> ABOUT THIS TASK: Restate the records word for word, omitting nothing.

[Items from a dataset]
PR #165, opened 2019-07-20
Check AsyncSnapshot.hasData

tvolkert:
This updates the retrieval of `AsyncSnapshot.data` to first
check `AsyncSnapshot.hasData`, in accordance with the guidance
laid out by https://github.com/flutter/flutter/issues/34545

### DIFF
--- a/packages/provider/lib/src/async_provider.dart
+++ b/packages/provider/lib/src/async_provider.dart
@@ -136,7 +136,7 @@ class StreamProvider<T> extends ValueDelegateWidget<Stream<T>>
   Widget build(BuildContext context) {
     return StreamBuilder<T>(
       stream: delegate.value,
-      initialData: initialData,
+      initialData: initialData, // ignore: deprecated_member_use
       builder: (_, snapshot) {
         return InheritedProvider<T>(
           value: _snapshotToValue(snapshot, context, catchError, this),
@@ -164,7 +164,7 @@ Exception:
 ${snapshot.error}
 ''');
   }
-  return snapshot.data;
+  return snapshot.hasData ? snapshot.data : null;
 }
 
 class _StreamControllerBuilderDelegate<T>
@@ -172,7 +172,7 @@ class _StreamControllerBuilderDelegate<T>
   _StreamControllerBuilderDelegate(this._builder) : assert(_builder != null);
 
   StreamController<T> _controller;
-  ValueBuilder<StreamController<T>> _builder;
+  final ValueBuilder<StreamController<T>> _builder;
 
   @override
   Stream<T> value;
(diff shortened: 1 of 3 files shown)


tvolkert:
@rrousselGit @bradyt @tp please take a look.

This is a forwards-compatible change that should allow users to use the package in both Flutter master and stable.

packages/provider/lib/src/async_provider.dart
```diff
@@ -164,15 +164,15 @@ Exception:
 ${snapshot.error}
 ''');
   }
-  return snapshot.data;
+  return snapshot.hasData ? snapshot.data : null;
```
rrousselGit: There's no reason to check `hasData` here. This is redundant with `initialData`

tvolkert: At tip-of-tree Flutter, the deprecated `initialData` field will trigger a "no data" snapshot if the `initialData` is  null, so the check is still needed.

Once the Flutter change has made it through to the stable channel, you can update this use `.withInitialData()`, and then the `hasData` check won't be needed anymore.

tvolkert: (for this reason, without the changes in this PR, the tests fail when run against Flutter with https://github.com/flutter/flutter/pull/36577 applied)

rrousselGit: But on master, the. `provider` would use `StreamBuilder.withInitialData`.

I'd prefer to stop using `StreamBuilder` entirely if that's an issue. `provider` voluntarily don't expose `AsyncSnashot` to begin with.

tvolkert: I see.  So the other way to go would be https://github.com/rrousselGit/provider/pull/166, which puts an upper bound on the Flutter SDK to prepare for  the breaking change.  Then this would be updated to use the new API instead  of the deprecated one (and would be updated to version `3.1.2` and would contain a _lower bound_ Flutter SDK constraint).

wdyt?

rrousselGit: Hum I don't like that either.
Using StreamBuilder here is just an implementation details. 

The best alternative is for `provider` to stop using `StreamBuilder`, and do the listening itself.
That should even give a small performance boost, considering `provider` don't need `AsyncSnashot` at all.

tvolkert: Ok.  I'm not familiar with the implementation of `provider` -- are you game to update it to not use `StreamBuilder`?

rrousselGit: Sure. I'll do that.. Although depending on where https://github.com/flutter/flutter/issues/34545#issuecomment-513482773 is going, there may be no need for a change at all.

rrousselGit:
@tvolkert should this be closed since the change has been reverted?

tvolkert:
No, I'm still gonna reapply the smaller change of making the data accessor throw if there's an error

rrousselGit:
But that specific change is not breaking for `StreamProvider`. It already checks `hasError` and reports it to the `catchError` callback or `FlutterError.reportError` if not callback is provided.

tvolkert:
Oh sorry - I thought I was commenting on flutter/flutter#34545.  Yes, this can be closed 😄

> WRITTEN SOLUTION:
PR #165, opened 2019-07-20
Check AsyncSnapshot.hasData

tvolkert:
This updates the retrieval of `AsyncSnapshot.data` to first
check `AsyncSnapshot.hasData`, in accordance with the guidance
laid out by https://github.com/flutter/flutter/issues/34545

### DIFF
--- a/packages/provider/lib/src/async_provider.dart
+++ b/packages/provider/lib/src/async_provider.dart
@@ -136,7 +136,7 @@ class StreamProvider<T> extends ValueDelegateWidget<Stream<T>>
   Widget build(BuildContext context) {
     return StreamBuilder<T>(
       stream: delegate.value,
-      initialData: initialData,
+      initialData: initialData, // ignore: deprecated_member_use
       builder: (_, snapshot) {
         return InheritedProvider<T>(
           value: _snapshotToValue(snapshot, context, catchError, this),
@@ -164,7 +164,7 @@ Exception:
 ${snapshot.error}
 ''');
   }
-  return snapshot.data;
+  return snapshot.hasData ? snapshot.data : null;
 }
 
 class _StreamControllerBuilderDelegate<T>
@@ -172,7 +172,7 @@ class _StreamControllerBuilderDelegate<T>
   _StreamControllerBuilderDelegate(this._builder) : assert(_builder != null);
 
   StreamController<T> _controller;
-  ValueBuilder<StreamController<T>> _builder;
+  final ValueBuilder<StreamController<T>> _builder;
 
   @override
   Stream<T> value;
(diff shortened: 1 of 3 files shown)


tvolkert:
@rrousselGit @bradyt @tp please take a look.

This is a forwards-compatible change that should allow users to use the package in both Flutter master and stable.

packages/provider/lib/src/async_provider.dart
```diff
@@ -164,15 +164,15 @@ Exception:
 ${snapshot.error}
 ''');
   }
-  return snapshot.data;
+  return snapshot.hasData ? snapshot.data : null;
```
rrousselGit: There's no reason to check `hasData` here. This is redundant with `initialData`

tvolkert: At tip-of-tree Flutter, the deprecated `initialData` field will trigger a "no data" snapshot if the `initialData` is  null, so the check is still needed.

Once the Flutter change has made it through to the stable channel, you can update this use `.withInitialData()`, and then the `hasData` check won't be needed anymore.

tvolkert: (for this reason, without the changes in this PR, the tests fail when run against Flutter with https://github.com/flutter/flutter/pull/36577 applied)

rrousselGit: But on master, the. `provider` would use `StreamBuilder.withInitialData`.

I'd prefer to stop using `StreamBuilder` entirely if that's an issue. `provider` voluntarily don't expose `AsyncSnashot` to begin with.

tvolkert: I see.  So the other way to go would be https://github.com/rrousselGit/provider/pull/166, which puts an upper bound on the Flutter SDK to prepare for  the breaking change.  Then this would be updated to use the new API instead  of the deprecated one (and would be updated to version `3.1.2` and would contain a _lower bound_ Flutter SDK constraint).

wdyt?

rrousselGit: Hum I don't like that either.
Using StreamBuilder here is just an implementation details. 

The best alternative is for `provider` to stop using `StreamBuilder`, and do the listening itself.
That should even give a small performance boost, considering `provider` don't need `AsyncSnashot` at all.

tvolkert: Ok.  I'm not familiar with the implementation of `provider` -- are you game to update it to not use `StreamBuilder`?

rrousselGit: Sure. I'll do that.. Although depending on where https://github.com/flutter/flutter/issues/34545#issuecomment-513482773 is going, there may be no need for a change at all.

rrousselGit:
@tvolkert should this be closed since the change has been reverted?

tvolkert:
No, I'm still gonna reapply the smaller change of making the data accessor throw if there's an error

rrousselGit:
But that specific change is not breaking for `StreamProvider`. It already checks `hasError` and reports it to the `catchError` callback or `FlutterError.reportError` if not callback is provided.

tvolkert:
Oh sorry - I thought I was commenting on flutter/flutter#34545.  Yes, this can be closed 😄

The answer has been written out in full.